With increasing specialization within the field of cardiac surgery and a positive relationship between case volume and surgical outcomes in many areas, the concept of dedicated aortic surgeons performing acute type A aortic dissection (ATAAD) repair was investigated. From 1996 to 2014, 436 patients underwent open surgical repair of an ATAAD and were subsequently divided based on surgeon subspecialization, aortic-surgeon (AS, n = 401) vs non-aortic-surgeon (NAS, n = 35). Each aortic surgeon performed an average of 13 ATAAD repair operations per year. Preoperative comorbidities were similar between groups. Intraoperatively, the AS group had 36% aortic root replacement vs 23% in the NAS group, P = 0.12, and 36% zone 1/2/3 arch replacement vs 26% in the NAS group, P = 0.20). Postoperatively, the AS group had significantly better outcomes, including intraoperative mortality (1.2% vs 5.7%), 30-day mortality (6.5% vs 17%), and composite outcomes (23% vs 46%). Multivariable logistic regression showed NAS was a risk factor for 30-day mortality with an odds ratio (OR) of 4.4 (P = 0.03), as were COPD (OR = 4.0, P = 0.046) and cardiogenic shock (OR = 13.4, P < 0.0001). The 10-year survival was 66% in the AS group vs 46% in the NAS group, P = 0.02. NAS (HR = 2.2), Age (hazard ratio (HR) = 1.05), COPD (HR = 1.96), acute stroke (HR = 3.0), and New York Heart Association class III or IV (HR = 1.75) were significant risk factors for long-term mortality. Managing ATAAD by subspecialized aortic surgeons resulted in improved short- and long-term outcomes. Our specialty could consider ATAAD repair by high-volume aortic surgeons for better patient outcomes.

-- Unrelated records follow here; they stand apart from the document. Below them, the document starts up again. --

PR #291, opened 2019-11-07
Support Python3.8

Zeitsperre:
### Pull Request Checklist:

- [ ] Tags have been pushed

Pyproj does not currently have a wheel distribution that Travis CI with Python3.8 supports. This requires that Pyproj rely on system-installed Proj binaries. This PR adds those binaries to the build with the hope that they will be enough to satisfy the pyproj requirements and pass the build.

No.

* **Other information**:

### DIFF
--- a/.travis.yml
+++ b/.travis.yml
@@ -83,7 +83,7 @@ before_install:
 install:
     - pip install -U tox-travis
 
-script: tox -v -e $TOXENV
+script: tox -vv -e $TOXENV
 
 before_deploy:
     - echo "$TRAVIS_TAG" "$TRAVIS_COMMIT"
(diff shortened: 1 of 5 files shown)


tlvu:
>  Pyproj does not currently have a wheel distribution that Travis CI with Python3.8 supports. This requires that Pyproj rely on system-installed Proj binaries. This PR adds those binaries to the build with the hope that they will be enough to satisfy the pyproj requirements and pass the build.

This is a very clear explanation.

Can you put it in the commit message next time.

If just looking at the commit message, I would not understand Why the commit was needed.  Of course I can go to the PR but it's nice to not have to jump through hoops.

Think later in time when someone annotate the code and come across the commit.

Zeitsperre:
Python3.8 build is now passing. The build requires a few binaries as well as Cython to build pyproj and scipy. This will eventually not be the case but for now we can say we are formally supporting Pythin3.8.

huard:
Ready to add 3.8 in the setup.py metadata ?

PR #293, opened 2019-11-12
Add heatwave total

aulemahal:
### Pull Request Checklist:

- [ ] Tags have been pushed

Addition of a new indice to compute the *total* length of heat waves in a period. 

No.

* **Other information**:
Has the same _standard\_name_ as `heat_wave_max_length`, but they both aren't exactly that anyway.

### DIFF
--- a/xclim/indices/_multivariate.py
+++ b/xclim/indices/_multivariate.py
@@ -36,6 +36,7 @@ __all__ = [
     "heat_wave_max_length",
     "heat_wave_total_length",
     "liquid_precip_ratio",
+    "precip_accumulation",
     "rain_on_frozen_ground_days",
     "tg90p",
     "tg10p",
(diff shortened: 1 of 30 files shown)


xclim/indices/_multivariate.py
```diff
@@ -479,6 +481,62 @@ def heat_wave_max_length(
...
+    -----
+    See notes and references of `heat_wave_max_length`
+    """
+    freq = freq or "YS"
+    thresh_tasmax = utils.convert_units_to(thresh_tasmax, tasmax)
+    thresh_tasmin = utils.convert_units_to(thresh_tasmin, tasmin)
+
+    cond = (tasmin > thresh_tasmin) & (tasmax > thresh_tasmax)
+    group = cond.resample(time=freq)
+    total_count = group.apply(lambda d, dim=None: rl.windowed_run_count(d, window, dim=dim), dim="time")
```
huard: Why are you passing `dim=None` ?

I think `group.apply(rl.windowed_run_count, window=window, dim="time")` would work as well.

tlogan2000: This was my same question...  the apply call doesn't seem as 'clean' as heat wave max length etc.  Are there advantages to using a lambda func here?

aulemahal: Yeah... I wasn't sure how to do it, I think my new commit fixes it.

xclim/indices/_multivariate.py
```diff
@@ -533,7 +533,7 @@ def heat_wave_total_length(
 
     cond = (tasmin > thresh_tasmin) & (tasmax > thresh_tasmax)
     group = cond.resample(time=freq)
-    total_count = group.apply(lambda d, dim=None: rl.windowed_run_count(d, window, dim=dim), dim="time")
+    total_count = group.apply(lambda d: rl.windowed_run_count(d, window, dim='time'))
```
huard: You can avoid the lambda altogether. Apply passes keyword arguments to the function.

xclim/indices/_multivariate.py
tlogan2000: I thin in this case we could simply do:

```return group.apply(rl.windowed_run_count, window=window, dim="time")```

xclim/indices/_multivariate.py
tlogan2000: Whoops commented in wrong spot:
https://github.com/Ouranosinc/xclim/pull/293#discussion_r345916778

aulemahal: Ok! Did that. Sorry, I'm still not a complete xarray master.

tlogan2000: No worries, me neither for that matter... there's a lot of stuff in there,

tlogan2000:
@Zeitsperre Travis builds are failing on this PR .. any insights?

Zeitsperre:
Bottleneck pushed a new version last night (1.3.0). Seems that it demands a specific version of numpy that doesn't agree with what is installed by default. I get the impression that this is bad package and I'm thinking we wait a day to see what's happening before stepping in. If this continues, the fix can be implemented here by pinning Bottleneck at 1.2.1.

huard:
Should we bump the version to 0.12.0 with this ?

PR #301, opened 2019-11-19
Fix function signatures and standardize all to xarray

### LINKED ISSUE #300: Indices default freq set to None
The latest xclim version sets a number of `freq` to None instead of "YS". The result is that freq is not set, it fails. The tests don't seem to catch that, which implies they all set freq to something.

Zeitsperre:
### Pull Request Checklist:

- [ ] Tags have been pushed

Standardizes all signatures to set default freq as either "YS" or "QS-DEC" and removes optional typing. 

Yes. Default values for freq are now explicitly set.

* **Other information**:
Setting a default value is not the same as having an optional call signature. Optional implies that keyword is not necessary to run the function. For indices, `freq` is always necessary.

This PR fixes #300

### DIFF
--- a/xclim/indices/_simple.py
+++ b/xclim/indices/_simple.py
@@ -514,7 +514,7 @@ def max_1day_precipitation_amount(pr: xarray.DataArray, freq: str = "YS"):
     at an annual frequency:
     >>> import xarray as xr
     >>> pr = xr.open_dataset('pr.day.nc').pr
-    >>> rx1day = max_1day_precipitation_amount(pr, freq: str = "YS")
+    >>> rx1day = max_1day_precipitation_amount(pr, freq="YS")
     """
 
     out = pr.resample(time=freq).max(dim="time", keep_attrs=True)
@@ -549,7 +549,7 @@ def max_n_day_precipitation_amount(pr, window: int = 1, freq: str = "YS"):
     >>> import xarray as xr
     >>> da = xr.open_dataset('pr.day.nc').pr
     >>> window = 5
-    >>> output = max_n_day_precipitation_amount(da, window, freq: str = "YS")
+    >>> output = max_n_day_precipitation_amount(da, window, freq="YS")
     """
 
     # rolling sum of the values
--- a/xclim/indices/_simple.py
+++ b/xclim/indices/_simple.py
@@ -1,16 +1,11 @@
-import logging
-
-import xarray as xr
+import xarray
 
 from xclim import run_length as rl
 from xclim import utils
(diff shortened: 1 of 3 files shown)


xclim/indices/_simple.py
```diff
@@ -517,30 +512,30 @@ def max_1day_precipitation_amount(pr, freq="YS"):
     --------
     The following would compute for each grid cell of file `pr.day.nc` the highest 1-day total
     at an annual frequency:
-
+    >>> import xarray as xr
     >>> pr = xr.open_dataset('pr.day.nc').pr
-    >>> rx1day = max_1day_precipitation_amount(pr, freq="YS")
+    >>> rx1day = max_1day_precipitation_amount(pr, freq: str = "YS")
```
huard: Find/replace gone wrong.

xclim/indices/_simple.py
```diff
@@ -551,10 +546,10 @@ def max_n_day_precipitation_amount(pr, window=1, freq="YS"):
     --------
     The following would compute for each grid cell of file `pr.day.nc` the highest 5-day total precipitation
     at an annual frequency:
-
+    >>> import xarray as xr
     >>> da = xr.open_dataset('pr.day.nc').pr
     >>> window = 5
-    >>> output = max_n_day_precipitation_amount(da, window, freq="YS")
+    >>> output = max_n_day_precipitation_amount(da, window, freq: str = "YS")
```
huard: Same.

xclim/indices/_threshold.py
```diff
@@ -1,17 +1,12 @@
-import logging
-
 import numpy as np
-import xarray as xr
```
huard: Why is the shorthand xr not ok ?

huard:
Changing default values is a breaking change. I'm still wondering how this went unnoticed for so long.

xclim/indices/_threshold.py
Zeitsperre: Both perfectly fine. Matter of preference, I suppose. I'll avoid making these kinds of changes in the future.

Zeitsperre:
Everything seems to be passing on my end. Once accepted, should I push a new version with these changes?

huard:
Yes, please, since we need a tag for Finch.

Zeitsperre:
New version is on PyPI. conda version will be available in a few hours.

huard:
Thanks for the quick response. Much appreciated.

huard:
Hold on, there were a couple of bad defaults. PR upcoming. Again, this highlights a gap in our test suite.

PR #302, opened 2019-11-19
bugfix: remove space in freq default.

huard:
### Pull Request Checklist:

- [ ] Tags have been pushed

Bug fix.

### DIFF
--- a/xclim/indices/_simple.py
+++ b/xclim/indices/_simple.py
@@ -232,7 +232,7 @@ def tn_min(tasmin: xarray.DataArray, freq: str = "YS"):
 
 
 @declare_units("[temperature]", tasmax="[temperature]")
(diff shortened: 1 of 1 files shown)


huard:
Our test suite has a problem if it does not catch that kind of thing. I'll open a ticket.

Zeitsperre:
Ouch. That's an oversight. I think most all of our test show us explicitly calling function with all signatures set, which isn't how users might use the library. Maybe the jupyter notebook approach would be a way of satisfying both showing the use cases and simultaneously testing for use cases that might be employed.

Zeitsperre:
Issue a hotfix?

huard:
Yep, again, I need a tag for Finch, and this breaks at "import finch"...

PR #310, opened 2019-11-25
Reduce UserWarnings and adapt to future deprecations

Zeitsperre:
### Pull Request Checklist:

- [ ] Tags have been pushed

This PR prepares the test ensemble and some functions for future deprecations that are present in  xarray 0.14 and reduces the instances of FutureWarnings for changes to the Xclim API by catching them with `pytest.warns` and `pytest.raises`. This PR also suppresses UserWarnings and DeprecationWarnings that are raised by design of the xclim testing ensemble that are meant to inform the user of old/inappropriate function calls.

Yes. `xarray.DataArray().drop(variables)` has been changed to `xarray.DataArray().drop_vars(names=set(variables))` and tests using subset now use `str` instead of `int` for time-based slicing unless explicitly testing for warnings/exceptions.

* **Other information**:


tests/test_utils.py
```diff
@@ -688,35 +694,39 @@ def test_simple(self):
...
-            da, lon_bnds=self.lon, lat_bnds=self.lat, start_yr=yr_st, end_yr=yr_ed
+            da, lon_bnds=self.lon, lat_bnds=self.lat, start_date=yr_st, end_date=yr_ed
         )
         assert np.all(out.lon >= np.min(self.lon))
         assert np.all(out.lon <= np.max(self.lon))
         assert np.all(out.lat >= np.min(self.lat))
         assert np.all(out.lat <= np.max(self.lat))
-        np.testing.assert_array_equal(out.time.dt.year.max(), yr_ed)
-        np.testing.assert_array_equal(out.time.dt.year.min(), yr_st)
+        np.testing.assert_array_equal(out.time.dt.year.max(), np.array(int(yr_ed)))
```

随着心脏外科领域专业化程度的提高,以及许多领域手术量与手术效果之间存在正相关关系,研究了由专门的主动脉外科医生进行急性A型主动脉夹层(ATAAD)修复的概念。1996年至2014年,436例患者接受了ATAAD的开放手术修复,随后根据外科医生的亚专业进行分组,分为主动脉外科医生组(AS,n = 401)和非主动脉外科医生组(NAS,n = 35)。每位主动脉外科医生每年平均进行13例ATAAD修复手术。两组术前合并症相似。术中,AS组主动脉根部置换率为36%,而NAS组为23%,P = 0.12;1/2/3区主动脉弓置换率AS组为36%,NAS组为26%,P = 0.20。术后,AS组的手术效果明显更好,包括术中死亡率(1.2%对5.7%)、30天死亡率(6.5%对17%)和综合结局(23%对46%)。多变量逻辑回归显示,NAS是30天死亡率的危险因素,比值比(OR)为4.4(P = 0.03),慢性阻塞性肺疾病(COPD,OR = 4.0,P = 0.046)和心源性休克(OR = 13.4,P < 0.0001)也是如此。AS组的10年生存率为66%,NAS组为46%,P = 0.02。NAS(HR = 2.2)、年龄(风险比(HR) = 1.05)、COPD(HR = 1.96)、急性中风(HR = 3.0)以及纽约心脏协会III或IV级(HR = 1.75)是长期死亡率的显著危险因素。由亚专业的主动脉外科医生处理ATAAD可改善短期和长期结局。我们的专业领域可以考虑由高手术量的主动脉外科医生进行ATAAD修复,以获得更好的患者结局。